• [Stored data]

++++++++

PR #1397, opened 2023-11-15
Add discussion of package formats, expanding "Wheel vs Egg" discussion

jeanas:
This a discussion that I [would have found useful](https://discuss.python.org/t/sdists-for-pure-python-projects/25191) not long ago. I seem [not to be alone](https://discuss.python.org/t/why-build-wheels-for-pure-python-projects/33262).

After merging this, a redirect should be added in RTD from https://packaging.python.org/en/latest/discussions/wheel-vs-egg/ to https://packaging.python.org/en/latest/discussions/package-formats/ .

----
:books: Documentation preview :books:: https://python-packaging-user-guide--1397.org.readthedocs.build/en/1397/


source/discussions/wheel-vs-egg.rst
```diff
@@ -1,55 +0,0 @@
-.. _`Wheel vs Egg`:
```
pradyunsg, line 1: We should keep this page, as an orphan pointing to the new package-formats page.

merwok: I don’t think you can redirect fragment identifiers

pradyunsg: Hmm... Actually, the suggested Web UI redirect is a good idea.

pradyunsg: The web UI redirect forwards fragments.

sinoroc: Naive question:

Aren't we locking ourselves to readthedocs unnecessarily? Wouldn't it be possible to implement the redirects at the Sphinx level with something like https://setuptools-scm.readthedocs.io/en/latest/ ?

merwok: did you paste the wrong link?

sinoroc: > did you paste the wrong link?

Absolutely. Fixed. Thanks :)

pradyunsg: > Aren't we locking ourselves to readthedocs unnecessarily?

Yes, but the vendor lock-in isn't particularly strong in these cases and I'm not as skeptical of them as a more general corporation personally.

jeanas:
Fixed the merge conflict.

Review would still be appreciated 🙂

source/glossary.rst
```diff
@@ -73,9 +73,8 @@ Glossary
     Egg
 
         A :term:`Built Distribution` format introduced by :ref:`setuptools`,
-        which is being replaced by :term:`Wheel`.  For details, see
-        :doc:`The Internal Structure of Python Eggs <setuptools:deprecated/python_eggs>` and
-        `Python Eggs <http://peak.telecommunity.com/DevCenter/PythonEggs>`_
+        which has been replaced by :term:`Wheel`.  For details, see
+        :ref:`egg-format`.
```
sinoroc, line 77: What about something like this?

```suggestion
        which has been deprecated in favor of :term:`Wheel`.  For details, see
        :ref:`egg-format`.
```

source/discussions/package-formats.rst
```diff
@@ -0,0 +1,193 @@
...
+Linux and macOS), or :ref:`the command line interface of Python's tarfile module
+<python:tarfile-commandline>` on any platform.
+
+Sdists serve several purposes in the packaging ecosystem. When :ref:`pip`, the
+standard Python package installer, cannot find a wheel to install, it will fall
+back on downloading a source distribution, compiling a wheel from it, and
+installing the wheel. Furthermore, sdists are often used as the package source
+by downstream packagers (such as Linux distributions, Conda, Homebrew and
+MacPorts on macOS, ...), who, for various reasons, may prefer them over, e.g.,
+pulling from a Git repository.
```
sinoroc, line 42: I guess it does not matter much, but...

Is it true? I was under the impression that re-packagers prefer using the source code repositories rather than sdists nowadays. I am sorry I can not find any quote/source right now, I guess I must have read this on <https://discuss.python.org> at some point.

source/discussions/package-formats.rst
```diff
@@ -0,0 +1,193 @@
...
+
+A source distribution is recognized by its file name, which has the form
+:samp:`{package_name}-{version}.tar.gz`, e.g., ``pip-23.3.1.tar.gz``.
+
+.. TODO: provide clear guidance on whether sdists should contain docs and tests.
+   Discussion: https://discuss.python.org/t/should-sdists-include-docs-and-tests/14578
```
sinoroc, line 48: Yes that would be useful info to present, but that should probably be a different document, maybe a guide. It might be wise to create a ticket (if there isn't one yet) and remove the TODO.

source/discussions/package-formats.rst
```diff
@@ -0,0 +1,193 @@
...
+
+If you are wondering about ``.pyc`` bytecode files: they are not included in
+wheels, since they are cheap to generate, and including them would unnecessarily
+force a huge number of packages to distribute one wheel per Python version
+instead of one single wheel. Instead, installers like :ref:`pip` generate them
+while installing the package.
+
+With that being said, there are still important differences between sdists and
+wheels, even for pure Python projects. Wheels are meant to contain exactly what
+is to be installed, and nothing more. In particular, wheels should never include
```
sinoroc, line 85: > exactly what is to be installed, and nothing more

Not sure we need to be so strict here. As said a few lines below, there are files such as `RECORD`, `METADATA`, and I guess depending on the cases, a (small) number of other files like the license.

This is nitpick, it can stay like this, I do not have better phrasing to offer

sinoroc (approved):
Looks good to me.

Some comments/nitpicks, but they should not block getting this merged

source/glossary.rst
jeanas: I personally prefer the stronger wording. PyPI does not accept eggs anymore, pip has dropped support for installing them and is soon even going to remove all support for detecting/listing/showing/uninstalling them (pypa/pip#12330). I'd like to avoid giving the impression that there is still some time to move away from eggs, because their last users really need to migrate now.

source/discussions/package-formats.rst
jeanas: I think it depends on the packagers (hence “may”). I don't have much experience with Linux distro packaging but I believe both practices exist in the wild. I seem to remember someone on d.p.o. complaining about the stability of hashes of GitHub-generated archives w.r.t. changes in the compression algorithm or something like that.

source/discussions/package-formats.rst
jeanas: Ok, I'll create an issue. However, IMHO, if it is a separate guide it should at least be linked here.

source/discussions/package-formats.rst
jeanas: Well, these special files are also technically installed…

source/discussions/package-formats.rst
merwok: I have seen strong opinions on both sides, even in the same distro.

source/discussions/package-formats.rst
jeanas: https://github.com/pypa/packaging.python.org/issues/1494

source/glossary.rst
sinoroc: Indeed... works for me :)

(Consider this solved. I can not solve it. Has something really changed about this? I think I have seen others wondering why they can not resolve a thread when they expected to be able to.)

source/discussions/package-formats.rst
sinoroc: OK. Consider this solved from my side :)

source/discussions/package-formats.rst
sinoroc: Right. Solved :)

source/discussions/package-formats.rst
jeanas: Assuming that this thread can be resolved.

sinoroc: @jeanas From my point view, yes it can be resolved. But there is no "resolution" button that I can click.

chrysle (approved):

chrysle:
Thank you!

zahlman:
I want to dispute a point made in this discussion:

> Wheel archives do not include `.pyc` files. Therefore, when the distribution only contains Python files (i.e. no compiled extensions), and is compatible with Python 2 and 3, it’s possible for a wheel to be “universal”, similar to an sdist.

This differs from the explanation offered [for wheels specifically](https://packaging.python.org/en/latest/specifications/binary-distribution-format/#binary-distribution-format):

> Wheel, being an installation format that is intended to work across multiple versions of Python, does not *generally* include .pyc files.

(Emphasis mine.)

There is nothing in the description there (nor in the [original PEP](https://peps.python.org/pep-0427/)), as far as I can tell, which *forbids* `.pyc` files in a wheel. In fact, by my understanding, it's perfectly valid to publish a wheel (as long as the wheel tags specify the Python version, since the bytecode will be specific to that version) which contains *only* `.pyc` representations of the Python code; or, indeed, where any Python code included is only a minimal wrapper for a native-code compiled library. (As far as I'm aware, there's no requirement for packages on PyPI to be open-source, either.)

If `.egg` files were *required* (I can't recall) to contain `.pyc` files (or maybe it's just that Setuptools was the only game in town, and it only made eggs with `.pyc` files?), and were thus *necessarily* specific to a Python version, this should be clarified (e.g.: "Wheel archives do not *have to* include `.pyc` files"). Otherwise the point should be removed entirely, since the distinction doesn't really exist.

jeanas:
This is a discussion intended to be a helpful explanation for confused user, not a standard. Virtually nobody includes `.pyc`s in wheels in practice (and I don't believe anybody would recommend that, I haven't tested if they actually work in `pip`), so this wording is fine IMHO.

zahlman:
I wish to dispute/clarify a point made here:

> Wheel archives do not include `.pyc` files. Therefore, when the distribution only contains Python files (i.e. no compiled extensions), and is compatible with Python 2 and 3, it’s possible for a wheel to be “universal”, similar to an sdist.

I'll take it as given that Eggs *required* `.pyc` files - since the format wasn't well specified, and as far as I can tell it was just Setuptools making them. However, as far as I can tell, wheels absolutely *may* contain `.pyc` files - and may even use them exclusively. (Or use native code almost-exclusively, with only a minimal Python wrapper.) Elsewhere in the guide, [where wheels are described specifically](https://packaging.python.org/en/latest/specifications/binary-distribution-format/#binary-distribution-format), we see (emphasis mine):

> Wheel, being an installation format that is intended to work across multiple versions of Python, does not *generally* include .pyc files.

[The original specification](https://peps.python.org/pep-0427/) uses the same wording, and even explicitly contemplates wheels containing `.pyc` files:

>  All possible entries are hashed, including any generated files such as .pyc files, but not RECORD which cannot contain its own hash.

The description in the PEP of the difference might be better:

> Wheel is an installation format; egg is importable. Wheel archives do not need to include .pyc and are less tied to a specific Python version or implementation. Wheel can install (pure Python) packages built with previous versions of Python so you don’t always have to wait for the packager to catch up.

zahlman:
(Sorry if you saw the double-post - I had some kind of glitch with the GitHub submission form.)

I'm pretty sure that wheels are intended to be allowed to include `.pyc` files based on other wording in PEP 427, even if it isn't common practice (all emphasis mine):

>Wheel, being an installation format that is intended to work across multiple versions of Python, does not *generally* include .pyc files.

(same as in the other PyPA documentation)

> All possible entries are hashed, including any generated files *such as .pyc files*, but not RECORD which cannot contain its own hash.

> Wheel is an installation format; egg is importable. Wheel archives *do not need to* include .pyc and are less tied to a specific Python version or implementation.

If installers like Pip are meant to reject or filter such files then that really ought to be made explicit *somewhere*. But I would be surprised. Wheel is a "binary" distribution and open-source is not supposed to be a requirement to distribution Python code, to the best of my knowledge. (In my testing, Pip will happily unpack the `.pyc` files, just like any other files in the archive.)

++++++++

• [WHAT IS EXPECTED]
Every line that holds the word "paste" should be copied from the records above.

• [YOUR SOLUTION]
merwok: did you paste the wrong link?
sinoroc: > did you paste the wrong link?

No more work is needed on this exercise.